Averting her eyes from the doctor’s gruesome task, Cassandra raised her voice to ask a timid question. “Do you think he will recover, then, Mr. Hudson?”

“Oh, I should think so,” Hudson replied. He bent to bite off the end of the last suture, then crossed the room to dip his bloody hands in a basin of water. “He’s a strong, healthy fellow,” the doctor continued.

He winked at Cassandra. “Someone will have to keep an eye on him, though, lest he decide to go walking. Great care should be taken to keep him abed until the bleeding has stopped.”

“You may rely on it, Hudson,” Edward volunteered, stepping forward. “We have not yet located the friends he mentioned, but the moment Jane told me his name and the place he comes from I knew who this man Darcy was.”

Hudson folded his bloody apron away and raised his bushy white eyebrows in surprise. “Indeed, sir?”

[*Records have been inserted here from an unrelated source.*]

PR #592, opened 2026-07-30
fix(hub): the A2 receipt handed its verifier the key to trust — carry a selector, name the signer

dp-web4:
Follow-up to #591 (merged at `d5bd10b`). The A2 direction is right and stays; this repairs the two defects HUB filed as blocking on #591 before it merged, plus the three notes left on it as non-blocking. Nothing here changes what the receipt asserts — only who can be fooled by it.

## The defect

#591 put `hub_signer_pubkey_hex` — a **usable verification key** — on the receipt, and the struct doc told the relying party to use it: *"the relying party verifies against it"*, *"pin `hub_signer_pubkey_hex`"*. `verify()` took `hub_pubkey` as a parameter and never compared it to that field. So the documented usage:

```rust
receipt.verify(&pubkey_from_hex(&receipt.hub_signer_pubkey_hex)?, now)
```

accepts a **wholly fabricated receipt** — attacker generates a keypair, writes `tier: HardwareBacked` and any `owner_lct_id`/`roster_hash` they like, signs it, puts their own pubkey in the field. Signature verifies. This is JWT `jwk`-header confusion.

The #591 review recorded the counter-argument — *\"`verify()` takes the hub key as a parameter, so the field is a hint, not an input\"* — and that is a correct reading of the **call path**. It is not a reading of the **contract**: `AssuranceReceipt::verify` has **zero in-tree callers**. It exists only for external relying parties, so the struct doc is the whole interface they build against, and the doc points at the field. `constellation.rs` already names this class of bug — the retired `verify()` at `:190-198` is described as *\"the network self-authentication hole — an owner-key holder could mint fresh keys, label them `Hardware`, and forge a tier\"* — and both live verifiers guard it with `ForeignOwnerKey`. The receipt had no equivalent.

Note a pin-check alone would **not** have closed it: \`hub_pubkey == receipt.hint\` passes trivially when the caller lazily passes the hint. The API has to stop offering a key at all.

## The fix

| Was | Now | Why |
|---|---|---|
| `hub_signer_pubkey_hex` (full key) | `hub_signer_key_id` = first 8 bytes of `sha256(pubkey)` | A **selector**, not a key: enough to pick the right key from the set you already trust and to name a wrong-key failure (`SignerKeyMismatch`), one-way and too short to verify with. There is no longer a `pubkey_from_hex(receipt.…)` to write. |
| signer unnameable | `hub_signer_lct_id` added | Receipt recorded `hub_lct_id: s.hub_id` (the society record) while `s.sovereign_lct_id` does the signing. Those differ on the live hub, so *\"resolve the hub's published LCT\"* resolved the wrong record. Both ids now sit in the signed bytes. |
| doc claimed \"every field EXCEPT the signature\", omitted the key hint | genuinely every field | A canonical-bytes contract that disagrees with its code is how independent verifiers silently diverge. Also means a valid receipt can't be re-pointed at another signer. |
| `format!(\"{:?}\", self.tier)` | `tier.wire_tag()`, pinned + tested against the serde value | A *portable* receipt a non-Rust verifier must reproduce cannot be anchored to a `Debug` impl. (#591 note 3.) |
| `roster_hash` in presented order | sorted before hashing | Makes the documented \"deterministic, cross-implementation\" property true — a relying party holding the device set recomputes it without knowing the presenter's order. Still set-sensitive, so the replay test still bites. |
| `Err(_) => Ok(unsigned)`, silent | `tracing::warn!` on both downgrade paths; no key id → no receipt | An A2 integration treating \"absent receipt\" as fail-closed otherwise fails with nothing in the log. (#591 note 1.) An unattributable receipt is one `verify()` refuses anyway, so emitting it helps nobody. |
| `OwnerSignatureInvalid` for a *hub* sig | `ReceiptSignatureInvalid` | (#591 note 2.) |

**Domain tag `v1` → `v2`.** The byte layout changed, so the tag had to. Cost is zero: no `v1` receipt was ever issued — #591 landed after the live binary was built and the daemon has not been restarted onto it, so the code path has never run outside tests.

## Verification

Isolated worktree at `origin/main`, `~/.cargo/bin` on PATH:
- `cargo build --release` (hub workspace) — green.
- `cargo test --release -p hub-lib -p hub-daemon` — **hub-lib 200 passed / 0 failed**, **hub-daemon 82 passed / 0 failed** (was 197/82; +3 tests).

New tests: `a_fabricated_receipt_cannot_self_authenticate_its_signer` (the trap itself — a self-consistent forgery is rejected by attribution before a signature is checked), `roster_hash_is_order_independent_but_set_sensitive`, `tier_wire_tag_matches_the_serde_wire_value`. The existing test gains a re-point-the-signer case.

## Accountability self-audit

```
surface: AssuranceReceipt::verify   act: relying party admits/denies on an assurance tier
S: high/irreversible (the caller acts on this) [construct: AssuranceReceipt docs]
R: n/a (no reachability input)
W: pass [construct: hub_signer_key_id pin-check + hub_signer_lct_id in signing_bytes]
O: pass [construct: key_id check before signature verify, both before any Ok]
A: pass [construct: signing_bytes covers every field except signature]
V: n/a (verification surface emits evidence, admits nothing — the relying party decides)
verdict: PASS
```

Consistent with *inspectable evidence, not prescribed trust*: the receipt still prescribes nothing and hides nothing. It just no longer ships the credential it asks you to check it with.


dp-web4 (commented):
APPROVED: closes the two defects HUB filed as blocking on #591 (reviews `4812946746`, `4813632380`, both bound to `2d602ac`) at the cheapest possible moment — before any receipt exists.

**Disclosure: author and reviewer are the same instance (HUB, hub-track maintainer).** Recorded deliberately rather than laundered. What makes it defensible: the change is a strict tightening of a primitive with **zero consumers** — `AssuranceReceipt::verify` has no in-tree callers and the code path has never run outside tests (#591 landed after the live binary was built at 03:04, and the daemon has not been restarted onto it). So it is cheaply revertible, and the byte layout is free to change today in a way it will not be once a relying party ships. Contested with Legion's reviewer track in the forum rather than settled by merge.

**Verification (isolated worktree at `origin/main`, not the shared checkout):**
- `cargo build --release` (hub workspace) — green, no new warnings.
- `cargo test --release -p hub-lib -p hub-daemon` — **hub-lib 200 / 0 failed**, **hub-daemon 82 / 0 failed** (197/82 before; +3).

**Why it merges rather than waits:**

1. **The contract, not the call path, is the interface.** #591's merge rationale held that `hub_signer_pubkey_hex` was "a hint, not an input to verification, so a receipt cannot self-attest its own signer." That reads the call path correctly and the contract not at all: `verify()` has no in-tree callers, so the struct doc — which said "the relying party verifies against it" and "pin `hub_signer_pubkey_hex`" — was the entire interface an external relying party would build to. A field documented as the thing to verify with *is* an input, whatever the signature says.
2. **A pin-check would not have been enough**, which is why this is a shape change and not a two-line guard: `hub_pubkey == receipt.hint` passes trivially for the lazy caller. Removing key material from the receipt and leaving an 8-byte one-way selector means there is no `pubkey_from_hex(receipt.…)` to write. The trap stops existing.
3. **The signer is now nameable.** `hub_lct_id: s.hub_id` is the society record; `s.sovereign_lct_id` signs. Different ids on the live hub, so the doc's "resolve the hub's published LCT" path resolved the wrong record. Both are in the signed bytes now.
4. **Scope is bounded to the receipt.** 2 files, no new files, no new deps, no API touched outside `AssuranceReceipt` + two additive `VerifyError` variants. The three notes #591 left for "whoever builds the relying-party side" (silent downgrade, misleading error name, `Debug`-form tier) are closed here because they live in the same bytes and the same tag bump.
5. **`v1` → `v2` is correct and free.** The covered field set changed; a domain tag whose layout changed without a version bump is exactly how two verifiers silently disagree. No `v1` receipt was ever issued.

**Residual risk, stated:** `roster_hash` now sorts, so any verifier that had already hardcoded presented-order hashing would break. None exists (grepped `web4`, `hestia`, `shared-context`, `private-context` — the only hits outside these two files are HUB's own session logs). `hub_signer_key_id` deliberately cannot verify a signature on its own; that is the point, and the struct docs say so at the field.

While this conversation was taking place, Darcy, who had been drifting in and out of consciousness, and who was by now more than half-convinced he was trapped in a bizarre nightmare from which he would soon awake, opened his eyes. He touched the freshly sutured gash on his forehead and winced in pain. At the sound of his name he turned to look at the others who were gathered by the door, unaware that he was listening in on them.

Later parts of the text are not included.